Hanseníase é subnotificada e em contínua transmissão no Recife, diz pesquisa da UFPE

      Considerada a doença mais antiga da humanidade, a hanseníase é infectocontagiosa, mas tem cura. Infelizmente, continua a ser um grave problema de saúde pública. Com o potencial de provocar graves incapacidades físicas, se diagnosticada tardiamente ou tratada de forma inadequada, a hanseníase permanece endêmica no Recife, onde há focos não notificados da doença, em contínua transmissão na cidade.

A constatação está na dissertação de mestrado (defendida no Programa de Pós-Graduação em Medicina Tropical da Universidade Federal de Pernambuco) da dermatologista Renata Cavalcanti Cauás.
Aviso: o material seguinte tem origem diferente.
PR #789, opened 2022-06-04
ASP.NET Response Cookie Layout Renderer

bakgerman:
Add Response Cookie Layout Render based on request Cookie layout render.
But, this has important difference for ASP.NET Core version.
We need to install Microsoft.AspNetCore.Http.Extensions NuGet package version 2.1.x other wise the cookie for response can only be Append() or Delete().
So, when we install this NuGet, it installs extension methods for Session named GetString() and GetInt32().
So these 2 method need to be delete from HttpContextExtensions.cs otherwise compiler gives 2 ambiguous call errors.
After these are deleted, re-executing all the unit test still give successful results.

### DIFF
--- a/src/NLog.Web.AspNetCore/NLog.Web.AspNetCore.csproj
+++ b/src/NLog.Web.AspNetCore/NLog.Web.AspNetCore.csproj
@@ -75,15 +75,14 @@ NLog 5 release post: https://nlog-project.org/2021/08/25/nlog-5-0-preview1-ready
     <DefineConstants>$(DefineConstants);ASP_NET_CORE;ASP_NET_CORE3</DefineConstants>
   </PropertyGroup>
   <ItemGroup>
-    <PackageReference Include="Microsoft.AspNetCore.Http.Extensions" Version="2.1.21" />
-    <PackageReference Include="NLog.Extensions.Logging" Version="5.0.0" />
-    <PackageReference Include="System.Text.Encodings.Web" Version="4.5.1" />
+	  <PackageReference Include="NLog.Extensions.Logging" Version="5.0.0" />
   </ItemGroup>
   <ItemGroup Condition=" '$(TargetFramework)' == 'netstandard2.0' or '$(TargetFramework)' == 'net461' ">
     <!-- Fixed to 2.1.0 as 2.1 is Long Term Supported (LTS) and works with vanilla .NET Core 2.1 SDK -->
     <PackageReference Include="Microsoft.AspNetCore.Http" Version="2.1.22" />
     <PackageReference Include="Microsoft.AspNetCore.Hosting.Abstractions" Version="2.1.0" />
     <PackageReference Include="Microsoft.AspNetCore.Routing.Abstractions" Version="2.1.0" />
+    <PackageReference Include="System.Text.Encodings.Web" Version="4.5.1" />
   </ItemGroup>
   <ItemGroup>
     <PackageReference Include="Microsoft.SourceLink.GitHub" Version="1.1.1" PrivateAssets="All" />
--- a/src/NLog.Web.AspNetCore/NLog.Web.AspNetCore.csproj
+++ b/src/NLog.Web.AspNetCore/NLog.Web.AspNetCore.csproj
@@ -77,13 +77,13 @@ NLog 5 release post: https://nlog-project.org/2021/08/25/nlog-5-0-preview1-ready
   <ItemGroup>
     <PackageReference Include="Microsoft.AspNetCore.Http.Extensions" Version="2.1.21" />
     <PackageReference Include="NLog.Extensions.Logging" Version="5.0.0" />
+    <PackageReference Include="System.Text.Encodings.Web" Version="4.5.1" />
   </ItemGroup>
   <ItemGroup Condition=" '$(TargetFramework)' == 'netstandard2.0' or '$(TargetFramework)' == 'net461' ">
     <!-- Fixed to 2.1.0 as 2.1 is Long Term Supported (LTS) and works with vanilla .NET Core 2.1 SDK -->
     <PackageReference Include="Microsoft.AspNetCore.Http" Version="2.1.22" />
     <PackageReference Include="Microsoft.AspNetCore.Hosting.Abstractions" Version="2.1.0" />
     <PackageReference Include="Microsoft.AspNetCore.Routing.Abstractions" Version="2.1.0" />
-    <PackageReference Include="System.Text.Encodings.Web" Version="4.5.1" />
   </ItemGroup>
   <ItemGroup>
     <PackageReference Include="Microsoft.SourceLink.GitHub" Version="1.1.1" PrivateAssets="All" />
--- a/src/NLog.Web.AspNetCore/NLog.Web.AspNetCore.csproj
+++ b/src/NLog.Web.AspNetCore/NLog.Web.AspNetCore.csproj
@@ -75,11 +75,12 @@ NLog 5 release post: https://nlog-project.org/2021/08/25/nlog-5-0-preview1-ready
     <DefineConstants>$(DefineConstants);ASP_NET_CORE;ASP_NET_CORE3</DefineConstants>
   </PropertyGroup>
   <ItemGroup>
-	<PackageReference Include="NLog.Extensions.Logging" Version="5.0.0" />
+    <PackageReference Include="NLog.Extensions.Logging" Version="5.0.0" />
   </ItemGroup>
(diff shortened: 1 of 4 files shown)


src/NLog.Web.AspNetCore/NLog.Web.AspNetCore.csproj
```diff
@@ -75,14 +75,15 @@ NLog 5 release post: https://nlog-project.org/2021/08/25/nlog-5-0-preview1-ready
     <DefineConstants>$(DefineConstants);ASP_NET_CORE;ASP_NET_CORE3</DefineConstants>
   </PropertyGroup>
   <ItemGroup>
+    <PackageReference Include="Microsoft.AspNetCore.Http.Extensions" Version="2.1.21" />
```
snakefoot, line 78: Can we not extract the method needed for the Cookie-rendering, instead of adding as dependency ?

src/NLog.Web.AspNetCore/NLog.Web.AspNetCore.csproj
```diff
@@ -75,14 +75,15 @@ NLog 5 release post: https://nlog-project.org/2021/08/25/nlog-5-0-preview1-ready
...
     <PackageReference Include="NLog.Extensions.Logging" Version="5.0.0" />
+    <PackageReference Include="System.Text.Encodings.Web" Version="4.5.1" />
```
snakefoot, line 80: Please move this nuget-dependency back to its original location.

src/NLog.Web.AspNetCore/NLog.Web.AspNetCore.csproj
bakgerman: ok, let me work on that.

src/NLog.Web.AspNetCore/NLog.Web.AspNetCore.csproj
bakgerman: ok I will undo it

src/Shared/LayoutRenderers/AspNetResponseCookieLayoutRenderer.cs
```diff
@@ -0,0 +1,194 @@
...
+#elif ASP_NET_CORE2
+
+        /// <summary>
+        /// Method to wrap getting cookies from the HTTP Response for both Framework and Core
+        /// </summary>
+        /// <param name="response"></param>
+        /// <returns></returns>
+        protected IList<SetCookieHeaderValue> GetCookies(HttpResponse response)
+        {
+            var queryResults = response.Headers.Where(row => row.Key == "Set-Cookie").ToList();
```
snakefoot, line 147: Can one use `Microsoft.Net.Http.Headers.HeaderNames.SetCookie` ?

snakefoot: If `response.Headers` is type `IHeaderDictionary`. Can one not use `IHeaderDictionary.SetCookie`-property ?

snakefoot: So one just need to convert `SetCookie`-`StringValues` to something that `SetCookieHeaderValue.TryParse` can handle.

bakgerman: yes that is what I am working on now

bakgerman: I found IHeaderDictionary.SetCookie not exist in net std 2.0/net 461 case.

bakgerman: so i am working around that

bakgerman:
The 3 code smell come from the code I copy from RequestCookieLayoutRenderer.
I had to write GetCookies method only for ASP_NET_CORE2, since this is older version without SetCookie property on IHeaderDictionary  interface.  
The NuGet package changes are all rolled back to original.

snakefoot:
Will this not work for ASP_NET_CORE (net5 + netcoreapp3 + netstandard2), and will be faster than `GetTypedHeaders()` ?
```c#
        protected IList<SetCookieHeaderValue> GetCookies(HttpResponse response)
        {
            var queryResults = response.Headers[HeaderNames.SetCookie];
            if (queryResults.Count > 0 && SetCookieHeaderValue.TryParseList(queryResults, out var result))
                return result;
            else 
                return Array.Empty<SetCookieHeaderValue>();
        }
```

bakgerman:
Added back Microsoft.AspNetCore.http.Extensions NuGet Package, but ONLY for ASP_NET_CORE2 case.
This is a special case where the HttpContext.Response.Headers class is different from the ASP_NET_CORE3 case.
Copying the 1 line of the extension method required into our code failed since this uses a class that is not provided in ASP_NET_CORE2, so we need the whole NuGet package.  It is understood that the ASP_NET_CORE2 case has additional NuGets over ASP_NET_CORE3 case, so this should add the NuGet package ONLY where necessary and not in all cases.

bakgerman:
> Will this not work for ASP_NET_CORE (net5 + netcoreapp3 + netstandard2), and will be faster than `GetTypedHeaders()` ?
> 
> ```cs
>         protected IList<SetCookieHeaderValue> GetCookies(HttpResponse response)
>         {
>             var queryResults = response.Headers[HeaderNames.SetCookie];
>             if (queryResults.Count > 0 && SetCookieHeaderValue.TryParseList(queryResults, out var result))
>                 return result;
>             else 
>                 return Array.Empty<SetCookieHeaderValue>();
>         }
> ```

oh sorry I did not see, i will try that.  Did not realize there is parselist method.

src/Shared/LayoutRenderers/AspNetResponseCookieLayoutRenderer.cs
```diff
@@ -0,0 +1,180 @@
...
+        {
+            var httpResponse = HttpContextAccessor.HttpContext.TryGetResponse();
+            if (httpResponse == null)
+            {
+                return;
+            }
+
+            var cookies = GetCookies(httpResponse);
+#if ASP_NET_CORE
+            if (cookies.Any())
```
snakefoot, line 77: Can this be removed, so it just becomes `if (cookies.Count > 0)` for all platforms ?

bakgerman: Certainly

snakefoot: Now that the code-paths are identical. Can the `#if ASP_NET_CORE` be removed around `if (cookies.Count > 0)` ?

bakgerman: sorry about that, made the change too quickly

src/Shared/LayoutRenderers/AspNetResponseCookieLayoutRenderer.cs
```diff
@@ -0,0 +1,180 @@
...
+        }
+
+#if !ASP_NET_CORE
+
+        /// <summary>
+        /// Method to get cookies for .NET Framework
+        /// </summary>
+        /// <param name="response"></param>
+        /// <returns></returns>
+        protected Cookies GetCookies(HttpResponseBase response)
```
snakefoot, line 89: Why protected instead of private ?

src/Shared/LayoutRenderers/AspNetResponseCookieLayoutRenderer.cs
```diff
@@ -0,0 +1,180 @@
...
+            }
+        }
+
+#else
+        /// <summary>
+        /// Method to get cookies for all ASP.NET Core versions
+        /// </summary>
+        /// <param name="response"></param>
+        /// <returns></returns>
+        protected static IList<SetCookieHeaderValue> GetCookies(HttpResponse response)
```
snakefoot, line 147: Why protected ?

src/Shared/LayoutRenderers/AspNetResponseCookieLayoutRenderer.cs
bakgerman: Now private

src/Shared/LayoutRenderers/AspNetResponseCookieLayoutRenderer.cs
bakgerman: now private

snakefoot:
Thanks again for completing all my comments. And great work with the test-coverage.

snakefoot:
Created wiki page: https://github.com/NLog/NLog/wiki/AspNet-Response-Cookie-Layout-Renderer

PR #1505, opened 2025-01-23
Move completion wca view tests to their own file

mabashian:

## Description
Moves completion wca view tests out to their own file reducing the size of test_views.py

Note that I also removed some leftover unused classes in test_views.py that are unrelated to the completion wca view tests

## Testing


manstis (dismissed):
LGTM :+1:

goneri (approved):
:partying_face:

PR #1509, opened 2025-01-23
config: failback on "nop" if provider is not available

goneri:
Failback on the `nop` provider if the requested provider is not available. This way,
the service can start despite the misconfiguration.

Another approch is to "fail fast" and raise a critical exception with a clear message
to let the user fix the configuration.

### DIFF
--- a/ansible_ai_connect/ai/api/model_pipelines/config_providers.py
+++ b/ansible_ai_connect/ai/api/model_pipelines/config_providers.py
@@ -16,6 +16,7 @@ from typing import Dict
 from ansible_ai_connect.ai.api.model_pipelines.config_pipelines import (
     PipelineConfiguration,
 )
+from ansible_ai_connect.ai.api.model_pipelines.registry import get_registry_entry
 
 
 class Configuration(Dict):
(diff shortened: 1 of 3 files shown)


goneri:
Draft because there is no test yet and overall I want to discuss this with @manstis first.

manstis:
Hmm. I'll look properly tomorrow but the fallback to `NOP` should have already been working. How could I replicate the problem? Simply exclude configuration for a pipeline?

manstis:
If I remember correctly I (should be) creating the `NOP`'s early when the configuration is first loaded. `REGISTRY` should then be fully populated so the later lookups can't fail.... or so I believe. I'll check tomorrow.

manstis:
@goneri if you can find time to mention how to reproduce the issue I'd like to look before you arrive tomorrow. Thanks.

goneri:
> @goneri if you can find time to mention how to reproduce the issue I'd like to look before you arrive tomorrow. Thanks.

It happens if I see the provider of ChatBot to `dummy`.

manstis:
@goneri OK.. so I looked and looked.. but could not find anything that was, or could have been, doing what I thought.

Your PR therefore seems fine to me - thanks for identifying the problem and providing a fix.

I did create a [similar fix](https://github.com/ansible/ansible-ai-connect-service/tree/fix_missing_pipeline_implementations) that ensures people won't need to worry about the _safety_ of `REGISTRY`.

I'll leave it to you to decide which you prefer (but if you could fix [this](https://github.com/ansible/ansible-ai-connect-service/commit/b6e1179a52e23fecd5f86fd6dc9d4340d6fb5613#diff-4129ccbef47b027f5061a080ab4f8b40c484b87c6a4374b4f5678d1315049a0fR43) in your PR it'd be appreciated).

goneri:
Thank you @manstis

PR #1513, opened 2025-01-29
Lint the results from role generation

mabashian:
Jira Issue: https://issues.redhat.com/browse/AAP-37200

## Description
This PR does two things:

1. Introduces a linting post-processing step to the role gen file content.
2. Accounts for warnings to be returned by wca api which was included in their demo last week.  This should line up with warnings that come back from playbook generation

## Testing
Unit test coverage added for new scenarios

### Scenarios tested
None beyond the automated tests

## Production deployment

### DIFF
--- a/ansible_ai_connect/ai/api/model_pipelines/wca/pipelines_base.py
+++ b/ansible_ai_connect/ai/api/model_pipelines/wca/pipelines_base.py
@@ -242,6 +242,11 @@ class WCABasePipeline(
         wca_codegen_playbook_retry_counter.inc()
 
     @staticmethod
+    def on_backoff_codegen_role(details):
+        WCABasePipeline.log_backoff_exception(details)
+        wca_codegen_playbook_retry_counter.inc()
+
+    @staticmethod
     def on_backoff_explain_playbook(details):
         WCABasePipeline.log_backoff_exception(details)
         wca_explain_playbook_retry_counter.inc()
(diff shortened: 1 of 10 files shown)


ansible_ai_connect/ai/api/model_pipelines/wca/pipelines_base.py
```diff
@@ -507,7 +512,70 @@ def __init__(self, config: WCA_PIPELINE_CONFIGURATION):
         super().__init__(config=config)
 
     def invoke(self, params: RoleGenerationParameters) -> RoleGenerationResponse:
-        raise NotImplementedError
+        request = params.request
```
goneri, line 515: I believe this should only be implemented in `pipelines_saas.py` since we don't want to provide this feature yet with the onPrem offert. @manstis WDYT?

manstis: @goneri @mabashian Yes, if this is only available for SaaS then that would be a better place for it. However please put a comment saying it should be moved back to the base WCA class when it becomes available for on-prem 😁 (otherwise we'll either have to remember or risk the duplication).

manstis: (I was going to review this PR tomorrow)

mabashian: Thanks @manstis @goneri - I've moved this logic out to the saas pipeline

manstis (approved):
LGTM :+1:

goneri (approved):

PR #1514, opened 2025-01-30
Fix missing pipeline implementations.

manstis:

## Description
It was possible for a User to configure a pipeline to use a provider that did not support a given feature.

In such scenarios `get_model_pipeline(<feature>)` returned `None` leading to RTEs.

This PR ensures a `NOP` implementation is returned if an explicit implementation does not exist.

## Testing
See "Steps to test"

### Steps to test
1. Configure `ANSIBLE_AI_MODEL_MESH_CONFIG` to include:
```
ModelPipelineChatBot:
  provider: dummy
```
2. Start the service
3. Try to load the Home Page.

### Scenarios tested
See "Steps to test"

## Production deployment

### DIFF
--- a/ansible_ai_connect/ai/api/model_pipelines/__init__.py
+++ b/ansible_ai_connect/ai/api/model_pipelines/__init__.py
@@ -17,3 +17,6 @@ import ansible_ai_connect.ai.api.model_pipelines.wca.configuration_saas  # noqa
 import ansible_ai_connect.ai.api.model_pipelines.wca.pipelines_dummy  # noqa
 import ansible_ai_connect.ai.api.model_pipelines.wca.pipelines_onprem  # noqa
 import ansible_ai_connect.ai.api.model_pipelines.wca.pipelines_saas  # noqa
+from ansible_ai_connect.ai.api.model_pipelines.registry import set_defaults
+
+set_defaults()
--- a/ansible_ai_connect/ai/api/model_pipelines/README.md
+++ b/ansible_ai_connect/ai/api/model_pipelines/README.md
@@ -1,0 +1,110 @@
+# Model Pipelines
+
+Ansible AI Connect is becoming feature rich.
+
+It supports API for the following features:
+- Code completions
+- Content match
+- Playbook Generation
+- Role Generation
+- Playbook Explanation
+- Chat Bot
+
+"Model Pipelines" provides a mechanism to support different _pipelines_ and configuration for each of these features for different providers. Different providers require different configuration information.
+
+## Pipelines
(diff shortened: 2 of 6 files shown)


ansible_ai_connect/ai/api/model_pipelines/tests/test_factory.py
```diff
@@ -91,6 +99,20 @@ def test_default_fallback_playbook_explanation(self):
                 log,
             )
 
+    # 'dummy' does not have a ChatBot pipeline
+    @override_settings(ANSIBLE_AI_MODEL_MESH_CONFIG=json.dumps(CHATBOT))
```
goneri, line 103: We can do without the `json.dumps` call here.

ansible_ai_connect/ai/api/model_pipelines/__init__.py
```diff
@@ -17,3 +20,26 @@
...
+            logger.warning(
+                f"'{k.alias()}' is not available for provider '{pipeline_provider}',"
+                " failing back to 'nop'"
+            )
+            return defaults[k]
+        return v
+
+    return {k: v_or_default(k, v) for k, v in REGISTRY[pipeline_provider].items()}
+
+
```
goneri, line 43: Since this runs during the module loading, it will be a bit tricky to properly unit-test it. I feel like it would be better to isolate this in a dedicated function.

ansible_ai_connect/ai/api/model_pipelines/tests/test_factory.py
manstis: `ANSIBLE_AI_MODEL_MESH_CONFIG` must be a `string` containing either JSON or YAML.

Using a `dict` is not supported (remember, the value is loaded from an environment variable).

ansible_ai_connect/ai/api/model_pipelines/__init__.py
manstis: Looks like you're right (I've added a test but it's not being detected as covering this code).

I'll move it out.

ansible_ai_connect/ai/api/model_pipelines/tests/test_factory.py
goneri: I mean, `CHATBOT` can just be a plain YAML string :-)

goneri: I mean, `CHATBOT` can just be a plain YAML string :-)

goneri (approved):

Para a médica, uma situação inquietante é que o tipo tuberculoide da doença foi o que apareceu com mais frequência, o que torna a situação mais preocupante. Afinal, esse tipo de hanseníase favorece a manutenção da endemia na cidade.

Também alarmante, segundo o estudo, é contínuo o registro de casos com incapacidade física grau 2, numa escala que vai de 0 a 2. A pesquisa deve servir de alerta para as autoridades de saúde, que não devem baixar a guarda na busca ativa de casos novos para o diagnóstico precoce e o tratamento oportuno.